Stored items

Issue #3724, opened 2017-10-20
com.github.fommil.netlib:all:jar:1.1.2


Vzzarr:
I am starting a Maven Project in which I would like to import your library; so I added this [dependency](http://search.maven.org/#artifactdetails%7Corg.broadinstitute%7Cgatk%7C4.beta.2%7C) to my pom.xml
```
<dependency>
    <groupId>org.broadinstitute</groupId>
    <artifactId>gatk</artifactId>
    <version>4.beta.2</version>
</dependency>
```
When I execute `mvn clear install` in my folder project, I receive this error: 
```
[ERROR] Failed to execute goal on project GATKpipe: 
Could not resolve dependencies for project uk.ac.ncl:GATKpipe:jar:0.0.1-SNAPSHOT: 
Could not find artifact com.github.fommil.netlib:all:jar:1.1.2 in 
all (https://mvnrepository.com/artifact/com.github.fommil.netlib/all) -> [Help 1]
```
and it seems that the problem is the dependency by com.github.fommil.netlib/all, indeed according to the output of `mvn clear install`, it attempt to download all-1.1.2.jar:
`Downloading: https://repo.maven.apache.org/maven2/com/github/fommil/netlib/all/1.1.2/all-1.1.2.jar`
but this jar is not available in the repository.

I noticed that even in other [projects](https://github.com/amplab/ml-matrix/issues/11) have the same issue.

How is possible to resolve this issue? 

Thanks for your time,
Nicholas

lbergelson:
Hi @Vzzarr ,

Thank you for reporting this.  I've never heard of this happening before, but I suspect the difference is that you are using maven and we've only ever used gradle.  @magicDGS @LeeTL1220 You both build downstream projects, have you ever seen this?

From what I can tell `com.github.fommil.netlib.all` is a POM only dependency, but it's not annotated as such in our generated POM.  Gradle resolves it correctly, and then resolves it's transitive dependencies correctly, but maven seems to resolve it differently.  

I've reproduced the issue locally, and it seems like it can be fixed by changing this line in our build file:

https://github.com/broadinstitute/gatk/blob/62e339fb9150db19f80d4b48aed8d47608461690/build.gradle#L220

to specify the exact dependencies we want instead of using the all artifact.

[...]

PR #3742, opened 2017-10-24
specifying com.github.fommil native dependencies explicitly

lbergelson:
previously we dependend on com.github.fommil.netlib:netlib:all which is a pom only dependency that includes a number of jars containing native code

this caused problems when importing GATK using maven, see #3724

to fix this, I've added the exact versions of the transitive dependencies that we want
an added bonus is that it means we are no longer including  native code for systems we don't support, like arm, 32 bit systems, and windows

### DIFF
--- a/build.gradle
+++ b/build.gradle
@@ -216,8 +216,11 @@ dependencies {
     compile('org.objenesis:objenesis:1.2')
     testCompile('org.objenesis:objenesis:2.1')
 
-    // Comment the next line to disable native code proxies in Spark MLLib
-    compile('com.github.fommil.netlib:all:1.1.2')
+    // Comment the next lines to disable native code proxies in Spark MLLib
+    compile('com.github.fommil.netlib:netlib-native_ref-osx-x86_64:1.1:natives')
+    compile('com.github.fommil.netlib:netlib-native_ref-linux-x86_64:1.1:natives')
+    compile('com.github.fommil.netlib:netlib-native_system-linux-x86_64:1.1:natives')
+    compile('com.github.fommil.netlib:netlib-native_system-osx-x86_64:1.1:natives')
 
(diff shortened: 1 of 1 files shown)


lbergelson:
this should fix #3724, I've tested it locally by building a maven project with the following pom
```
<project xmlns="http://maven.apache.org/POM/4.0.0" xmlns:xsi="http://www.w3.org/2001/XMLSchema-instance"
  xsi:schemaLocation="http://maven.apache.org/POM/4.0.0 http://maven.apache.org/maven-v4_0_0.xsd">
  <modelVersion>4.0.0</modelVersion>
  <groupId>org.broadinstitute</groupId>
  <artifactId>gatk-downstream-test</artifactId>
  <packaging>jar</packaging>
  <version>1.0-SNAPSHOT</version>
  <name>gatk-downstream-test</name>
  <url>http://maven.apache.org</url>
    <repositories>
       <repository>
          <snapshots />
          <id>snapshots</id>
          <name>libs-snapshot</name>
          <url>https://broadinstitute.jfrog.io/broadinstitute/libs-snapshot</url>
        </repository>
    </repositories>
  <dependencies>
    <dependency>
      <groupId>org.broadinstitute</groupId>
      <artifactId>gatk</artifactId>
      <version>4.beta.6-15-g62e339f-SNAPSHOT</version>
    </dependency>
    <dependency>
      <groupId>junit</groupId>
      <artifactId>junit</artifactId>
      <version>3.8.1</version>
      <scope>test</scope>
    </dependency>
  </dependencies>
</project>
```

This didn't build correctly with the current gatk, but builds with this patch, (note that the snapshot version will be different if you download and build this yourself).

@Vzzarr Is it possible for you to build this locally and test it with your project?

PR #3743, opened 2017-10-24
Annotate SV calls with overlapping external CNV calls

cwhelan:
This PR annotates calls made by GATK-SV with any overlapping calls from the external CNV call set passed in.

The input CNV call set must be a single-sample VCF with a sample name that matches the sample name from the input reads and uses VCF-spec FORMAT tags to describe copy number (CN,CNQ).


src/test/java/org/broadinstitute/hellbender/tools/spark/sv/integration/StructuralVariationDiscoveryPipelineSparkIntegrationTest.java
```diff
@@ -74,8 +79,15 @@ public String toString() {
         final File tempDirNew = BaseTest.createTempDir("new");
         tempDirNew.deleteOnExit();
         Files.createDirectories(Paths.get(tempDirNew.getAbsolutePath()+"/fastq"));
-        tests.add(new Object[]{new StructuralVariationDiscoveryPipelineSparkIntegrationTest.StructuralVariationDiscoveryPipelineSparkIntegrationTestArgs(SVIntegrationTestDataProvider.TEST_BAM_NEW, SVIntegrationTestDataProvider.KMER_KILL_LIST, SVIntegrationTestDataProvider.ALIGNER_INDEX_IMG, tempDirNew.getAbsolutePath())});
-
+        tests.add(new Object[]{
+                new StructuralVariationDiscoveryPipelineSparkIntegrationTest.StructuralVariationDiscoveryPipelineSparkIntegrationTestArgs(
+                        SVIntegrationTestDataProvider.TEST_BAM_NEW,
```
SHuang-Broad: What was the reason the test bam is called "new"? I know we replaced the test bam but the old one is gone right? Can we remove the "new'?

src/main/java/org/broadinstitute/hellbender/tools/spark/sv/StructuralVariationDiscoveryPipelineSpark.java
```diff
@@ -91,17 +111,45 @@ protected void runTool( final JavaSparkContext ctx ) {
...
+                        ctx.broadcast(header.getSequenceDictionary()),
+                        vcfOutputFileName,
+                        localLogger,
+                        evidenceLinkTree,
+                        assembledEvidenceResults.getReadMetadata(),
+                        broadcastCNVCalls
                 );
     }
 
+    public static String getSampleId(final SAMFileHeader header) {
```
SHuang-Broad: I think this method is better living in a "utils" class, like `SVUtils`?

src/main/java/org/broadinstitute/hellbender/tools/spark/sv/StructuralVariationDiscoveryPipelineSpark.java
```diff
@@ -91,17 +111,45 @@ protected void runTool( final JavaSparkContext ctx ) {
         final List<EvidenceTargetLink> evidenceTargetLinks = assembledEvidenceResults.getEvidenceTargetLinks();
         final PairedStrandedIntervalTree<EvidenceTargetLink> evidenceLinkTree = makeEvidenceLinkTree(evidenceTargetLinks);
 
+        final SVIntervalTree<VariantContext> cnvCalls;
```
SHuang-Broad: It looks like these lines are highly similar to those in `DiscoverVariantsFromContigAlignmentsSAMSpark.runTool()`. 
Could you refactor them into a method in `DiscoverVariantsFromContigAlignmentsSAMSpark` and try to have the `runTool()` in `DiscoverVariantsFromContigAlignmentsSAMSpark` thin (easier for the pipeline to call into)?

src/main/java/org/broadinstitute/hellbender/tools/spark/sv/discovery/AnnotatedVariantProducer.java
```diff
@@ -71,16 +74,18 @@
      * @param inferredType                      inferred type of variant
      * @param altHaplotypeSeq                   alt haplotype sequence (could be null)
      * @param contigAlignments                  chimeric alignments from contigs used for generating this novel adjacency
-     * @param broadcastReference                broadcasted reference
-     *
-     * @throws IOException                      due to read operations on the reference
+     * @param broadcastReference                broadcast reference
+     * @param broadcastSequenceDictionary       broadcast reference sequence dictionary
+     *@param broadcastCNVCalls  @throws IOException                      due to read operations on the reference
```
SHuang-Broad: doc is off

src/main/java/org/broadinstitute/hellbender/tools/spark/sv/discovery/AnnotatedVariantProducer.java
```diff
@@ -108,9 +113,31 @@ static VariantContext produceAnnotatedVcFromInferredTypeAndRefLocations(final Si
...
             vcBuilder.attribute(GATKSVVCFConstants.SEQ_ALT_HAPLOTYPE, new String(altHaplotypeSeq));
 
+        if (broadcastCNVCalls != null && end > 0) {
+            annotateWithCNVCalls(refLoc, end, vcBuilder, broadcastSequenceDictionary, broadcastCNVCalls);
+        }
+
         return vcBuilder.make();
     }
 
+    private static void annotateWithCNVCalls(final SimpleInterval refLoc,
```
SHuang-Broad: a refactoring suggestion: can you make it return a `String` attribute and not taking (hence modifying) a VCBuilder?

src/test/java/org/broadinstitute/hellbender/tools/spark/sv/integration/StructuralVariationDiscoveryPipelineSparkIntegrationTest.java
cwhelan: Will change, I think this was just an artifact of when we replaced it.

src/main/java/org/broadinstitute/hellbender/tools/spark/sv/StructuralVariationDiscoveryPipelineSpark.java
cwhelan: Moved to `SVUtils`

src/main/java/org/broadinstitute/hellbender/tools/spark/sv/discovery/AnnotatedVariantProducer.java
cwhelan: done

src/main/java/org/broadinstitute/hellbender/tools/spark/sv/StructuralVariationDiscoveryPipelineSpark.java
cwhelan: It seemed like we were trying to leave operations involving the spark context, like actually broadcasting variables, within the `runTool` methods of the tools involved, which is why I didn't end up doing as you suggested. If I refactor this way I'll have to pass the spark context object in. What if I just make a static method to do the load and broadcast on `DiscoverVariantsFromContigAlignmentsSAMSpark` and call it from both places?

SHuang-Broad: Yep, that would be good.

What you should do. Copy every line of the entries above in which "Comment" occurs.

Finished exercise.
-    // Comment the next line to disable native code proxies in Spark MLLib
+    // Comment the next lines to disable native code proxies in Spark MLLib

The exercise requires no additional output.